Bungko News – Badan Kepegawaian Negara (BKN) resmi mengingatkan seluruh Pegawai Pemerintah dengan Perjanjian Kerja (PPPK) untuk segera memperbarui dan melengkapi dokumen kepegawaian di sistem MyASN.
Kebijakan ini merupakan bagian dari transformasi digital menuju sistem administrasi Aparatur Sipil Negara (ASN) yang terintegrasi secara nasional pada tahun 2026.
BKN kembali menegaskan kewajiban bagi setiap PPPK untuk mengunggah dokumen-dokumen penting ke dalam fitur Dokumen Manajemen Sistem (DMS) di platform MyASN.
Kelengkapan dokumen ini tidak lagi bersifat imbauan, melainkan kebutuhan mendesak yang akan berdampak langsung terhadap seluruh layanan kepegawaian, mulai dari validasi data hingga pengelolaan status dan karier aparatur.

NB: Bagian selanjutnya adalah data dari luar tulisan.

PR #1951, opened 2018-03-29
add hook-commands module

bazsi:
This module adds a new plugin that is capable of injecting itself into both
source and destination drivers.  It makes it possible to execute external
programs when they are initialized or torn down.
    
Here's an example that opens an iptables port automatically as syslog-ng is
started/stopped.
    
Assumption: the LOGCHAIN chain is part of a larger ruleset that routes
traffic to it.  Whenever the syslog-ng created rule is there, packets can
flow, otherwise the port is closed.  This is a silly example, but I think
you get the idea.
```
source {
  network(transport(udp)
              hook-commands(setup("iptables -I LOGCHAIN 1 -p udp --dport 514 -j ACCEPT")
                          teardown("iptables -D LOGCHAIN 1")));
};
```    
It might even be combined with something like salt for using more
declarative actions instead of simply coding add/remove transactions which
might break if syslog-ng dies.

### DIFF
--- a/lib/logpipe.h
+++ b/lib/logpipe.h
@@ -214,16 +214,31 @@ struct _LogPipe
 {
   GAtomicCounter ref_cnt;
   gint32 flags;
+
+  /* moving queue to the front should improve performance somewhat, although
+   * I didn't measure it at all.  Rationale: the pointer pointing to this
+   * LogPipe instance is resolved right before calling queue and the
+   * colocation of flags and the queue pointer ensures that they are on the
+   * same cache line, and since the CPU returns memory reads sequentially,
+   * it is among the first values that are read ahead.  It might need to be
+   * measured sometime, but this method is probably the single most often
+   * called virual method, so I felt, that even though the optimization is
+   * probably premature without explicit tests, I can do this simply by
+   * believing it helps :) */
+
+  void (*queue)(LogPipe *self, LogMessage *msg, const LogPathOptions *path_options);
+
   GlobalConfig *cfg;
   LogExprNode *expr_node;
   LogPipe *pipe_next;
   StatsCounterItem *discarded_messages;
   const gchar *persist_name;
-
-  void (*queue)(LogPipe *self, LogMessage *msg, const LogPathOptions *path_options);
   gchar *plugin_name;
+
+  gboolean (*pre_init)(LogPipe *self);
   gboolean (*init)(LogPipe *self);
   gboolean (*deinit)(LogPipe *self);
+  void (*post_deinit)(LogPipe *self);
 
   const gchar *(*generate_persist_name)(const LogPipe *self);
 
@@ -269,6 +284,8 @@ log_pipe_init(LogPipe *s)
 {
   if (!(s->flags & PIF_INITIALIZED))
     {
+      if (s->pre_init && !s->pre_init(s))
+        return FALSE;
       if (!s->init || s->init(s))
         {
           s->flags |= PIF_INITIALIZED;
@@ -287,6 +304,9 @@ log_pipe_deinit(LogPipe *s)
       if (!s->deinit || s->deinit(s))
         {
           s->flags &= ~PIF_INITIALIZED;
+
+          if (s->post_deinit)
+            s->post_deinit(s);
           return TRUE;
         }
       return FALSE;
--- a/lib/logpipe.h
+++ b/lib/logpipe.h
@@ -169,11 +169,13 @@
  *   The way to override a method by an external object is as follows:
  *
  *     - it should save the current value of the method address (for
- *       example "queue" for the queue method), and the associated
- *       user_data pointer (queue_data in this case)
+ *       example "queue" for the queue method)
  *
  *     - it should change the pointer pointing to the relevant method to
  *       its own code (e.g. change "queue" in LogPipe)
+ *
+ *     - once the hook is invoked, it should take care about calling the
+ *       original function
  **/
 
 struct _LogPathOptions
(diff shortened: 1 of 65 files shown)


kira-syslogng:
failure

furiel:
I would like to ask you a few questions about the design. Sorry for asking earlier than checking the patchset itself, I just want to make sure and I understand the concept here before delving into the review. Maybe it would worth updating the description with the answers to help the documentation team.

- What happens if `setup` fails? Syslog-ng will not start? That would be unfortunate, we were giving special focus during password protected ssl feature so that those drivers that are not affected with the secret store, in our case with setup, that those should start. Logging is a system critical service, at least file file sources/local logging should start even if an iptables fails.

- What happens if teardown fails? In some cases we should be very loud about it, for example when we cannot close the firewall behind us. How can we notify the user?

- What happens during reload? Shall we setup and teardown during each reload? In some cases maybe we should, but in case of iptables manipulation, I think modifying iptables just because of a log rotation does not seem optimal.

- What if syslog-ng crashes? Is there any way we can call the pending teardowns?

- Should setup/teardown be synchron/asynchron? Can we hold the mainloop for a long time, for example when a complex salt script is executed in them?

- Should we support shared/global setup or teardown? If two drivers need the same setup mechanism, do they need to execute it two times? This implicitely enforces users to use idempotent setup and teardown functions: during reload, two setup and two teardown will be called after each other.

- Such setup/teardown feature seems the responsibility of a service management system. For example in systemd, users can specify complex dependency on the setup teardown mechanism. Who are the target users? What is the benefit configuring syslog-ng than configuring it in systemd?

kira-syslogng:
failure

lbudai:
@bazsi : Based on what I know about this feature, I'm still not convinced that this kind of resource management is the responsibility of syslog-ng.

I think we are not prepared for supporting external software components from packaging point of view.
Which means that we cannot deliver SCLs that are depending on external softwares.
I also think that even if we could support these kind of SCLs the config snippets would not be platform/OS independent. So everyone should write their own variant of config snippets for the same problem.

Could we talk about it this IRL?

bazsi:
I have now rebased it against the current master, resolving the conflicts.

Couple of answers to a comment above:

> I would like to ask you a few questions about the design. Sorry for asking earlier than checking the patchset itself, I just want to make sure and I understand the concept here before delving into the review. Maybe it would worth updating the description with the answers to help the documentation team.
> 
>     * What happens if setup fails? Syslog-ng will not start? That would be unfortunate, we were giving special focus during password protected ssl feature so that those drivers that are not affected with the secret store, in our case with setup, that those should start. Logging is a system critical service, at least file file sources/local logging should start even if an iptables fails.

I think that SSL is a separate case. There if the key is encrypted, we would _always_ run into a problem. Whereas as in this case, the script being executed is expected to succeed in most cases.

If the script enables a critical portion of a log source (e.g. enables audit events or configures osquery to perform regular queries), then I don't see too much point in starting up and behave as if nothing happened.

I understand that logging is a critical service, but failing silently is not good practice. Anyhow, we should probably discuss this in real life, once I am in the office (probably Wed?)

"Dalam sistem verifikasi digital terbaru yang diterapkan BKN, setiap PPPK diwajibkan mengunggah sejumlah dokumen utama melalui fitur DMS di platform MyASN. Kelengkapan dokumen tersebut akan sangat memengaruhi proses validasi data kepegawaian secara nasional dan kelancaran layanan administratif ASN di masa depan," demikian pernyataan resmi dari BKN.
Daftar 10 Dokumen yang Wajib Diunggah PPPK di MyASN
Berdasarkan informasi yang dihimpun dari sumber terpercaya, BKN meminta setiap PPPK melengkapi setidaknya 10 dokumen utama berikut ini agar mencapai skor maksimal dalam sistem verifikasi DMS:
- Daftar Riwayat Hidup (DRH)
- Pertimbangan Teknis (Pertek) NIPPPK
- SK Calon PPPK
- SK Pengangkatan PPPK
- Surat Pernyataan Rumpun Pendidikan (SPRP)
- Sertifikat Diklat (Pendidikan dan Pelatihan)
- Kontrak atau Perjanjian Kerja
- Ijazah dan Transkrip Nilai Asli
- Piagam Penghargaan (jika ada)
- Sasaran Kinerja Pegawai (SKP) tahunan
Kelengkapan dokumen-dokumen tersebut menjadi fondasi utama dalam mendukung berbagai proses layanan ASN mulai dari validasi data pegawai, pengusulan hak kepegawaian, hingga penataan status dan karier aparatur.
Risiko Gagal Jika Dokumen Tidak Lengkap atau Salah Unggah
BKN memberikan peringatan tegas bahwa kesalahan administratif dalam proses unggah dokumen dapat mengakibatkan kegagalan sistem dan berpotensi menghambat layanan kepegawaian di kemudian hari.